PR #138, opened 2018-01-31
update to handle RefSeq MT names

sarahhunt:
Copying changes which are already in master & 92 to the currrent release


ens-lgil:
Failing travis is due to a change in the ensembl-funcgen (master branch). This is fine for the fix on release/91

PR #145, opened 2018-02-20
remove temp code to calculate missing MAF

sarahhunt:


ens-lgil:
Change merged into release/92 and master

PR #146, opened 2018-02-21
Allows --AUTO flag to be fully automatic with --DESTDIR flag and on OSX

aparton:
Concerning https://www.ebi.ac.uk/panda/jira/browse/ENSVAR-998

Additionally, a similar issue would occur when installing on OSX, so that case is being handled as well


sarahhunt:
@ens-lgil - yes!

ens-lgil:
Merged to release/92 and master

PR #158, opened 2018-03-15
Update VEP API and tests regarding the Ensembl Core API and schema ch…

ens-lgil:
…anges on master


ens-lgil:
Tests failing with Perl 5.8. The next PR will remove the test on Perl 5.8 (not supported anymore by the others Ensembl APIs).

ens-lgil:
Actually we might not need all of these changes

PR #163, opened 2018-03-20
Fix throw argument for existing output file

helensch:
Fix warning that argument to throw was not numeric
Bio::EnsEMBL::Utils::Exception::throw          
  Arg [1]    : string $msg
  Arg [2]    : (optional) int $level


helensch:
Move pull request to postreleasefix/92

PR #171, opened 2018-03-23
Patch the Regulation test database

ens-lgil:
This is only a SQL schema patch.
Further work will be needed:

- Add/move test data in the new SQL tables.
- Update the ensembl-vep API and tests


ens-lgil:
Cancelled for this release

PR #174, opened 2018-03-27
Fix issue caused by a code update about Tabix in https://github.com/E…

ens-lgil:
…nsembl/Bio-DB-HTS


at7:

-=-=-=-=-

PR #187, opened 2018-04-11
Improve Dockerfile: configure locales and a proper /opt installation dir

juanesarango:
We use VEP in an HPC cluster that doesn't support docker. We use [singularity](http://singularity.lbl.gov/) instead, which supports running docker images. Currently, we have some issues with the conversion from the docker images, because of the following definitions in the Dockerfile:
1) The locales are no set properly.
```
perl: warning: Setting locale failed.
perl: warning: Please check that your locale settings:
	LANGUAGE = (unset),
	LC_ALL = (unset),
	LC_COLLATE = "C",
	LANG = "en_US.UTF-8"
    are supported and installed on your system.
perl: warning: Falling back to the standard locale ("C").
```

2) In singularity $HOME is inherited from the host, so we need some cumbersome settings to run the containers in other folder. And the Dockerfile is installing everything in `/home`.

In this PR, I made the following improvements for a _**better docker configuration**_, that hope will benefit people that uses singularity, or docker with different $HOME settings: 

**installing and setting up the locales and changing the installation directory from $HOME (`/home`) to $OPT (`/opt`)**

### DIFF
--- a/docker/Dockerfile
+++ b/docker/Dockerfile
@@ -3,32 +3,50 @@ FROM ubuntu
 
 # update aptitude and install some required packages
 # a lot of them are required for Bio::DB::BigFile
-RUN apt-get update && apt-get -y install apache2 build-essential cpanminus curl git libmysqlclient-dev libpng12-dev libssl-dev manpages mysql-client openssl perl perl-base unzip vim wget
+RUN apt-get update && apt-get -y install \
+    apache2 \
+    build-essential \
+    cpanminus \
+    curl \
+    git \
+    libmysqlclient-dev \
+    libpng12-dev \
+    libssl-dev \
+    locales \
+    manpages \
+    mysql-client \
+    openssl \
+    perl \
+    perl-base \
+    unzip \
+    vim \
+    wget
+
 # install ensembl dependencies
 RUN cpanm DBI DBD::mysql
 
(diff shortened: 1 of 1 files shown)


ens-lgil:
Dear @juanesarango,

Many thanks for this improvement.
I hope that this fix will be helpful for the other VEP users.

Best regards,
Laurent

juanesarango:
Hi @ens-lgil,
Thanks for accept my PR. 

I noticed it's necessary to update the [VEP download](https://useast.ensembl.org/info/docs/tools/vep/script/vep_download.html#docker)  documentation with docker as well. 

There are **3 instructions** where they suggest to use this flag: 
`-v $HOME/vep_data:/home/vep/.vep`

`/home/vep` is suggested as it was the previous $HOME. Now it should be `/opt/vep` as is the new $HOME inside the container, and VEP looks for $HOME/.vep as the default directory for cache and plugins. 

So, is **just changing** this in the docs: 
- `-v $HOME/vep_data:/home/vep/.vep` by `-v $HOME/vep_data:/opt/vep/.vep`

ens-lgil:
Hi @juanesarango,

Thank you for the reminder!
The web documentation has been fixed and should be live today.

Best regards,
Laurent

-=-=-=-=-

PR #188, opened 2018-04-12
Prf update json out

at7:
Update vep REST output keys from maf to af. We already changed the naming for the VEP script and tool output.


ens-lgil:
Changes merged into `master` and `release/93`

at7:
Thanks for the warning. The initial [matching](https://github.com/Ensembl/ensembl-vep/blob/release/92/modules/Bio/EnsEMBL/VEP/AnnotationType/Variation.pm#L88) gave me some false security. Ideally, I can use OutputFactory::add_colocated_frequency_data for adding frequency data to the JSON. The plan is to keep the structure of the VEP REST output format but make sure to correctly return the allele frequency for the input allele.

-=-=-=-=-

**INSTRUCTIONS TO FOLLOW:** In your answer, include only the lines above starting at the line that holds "PR #138, opened 2018-01-31" and ending at the line that holds "Failing travis is", copied exactly.

**TASK RESULT:**
PR #138, opened 2018-01-31
update to handle RefSeq MT names

sarahhunt:
Copying changes which are already in master & 92 to the currrent release


ens-lgil:
Failing travis is due to a change in the ensembl-funcgen (master branch). This is fine for the fix on release/91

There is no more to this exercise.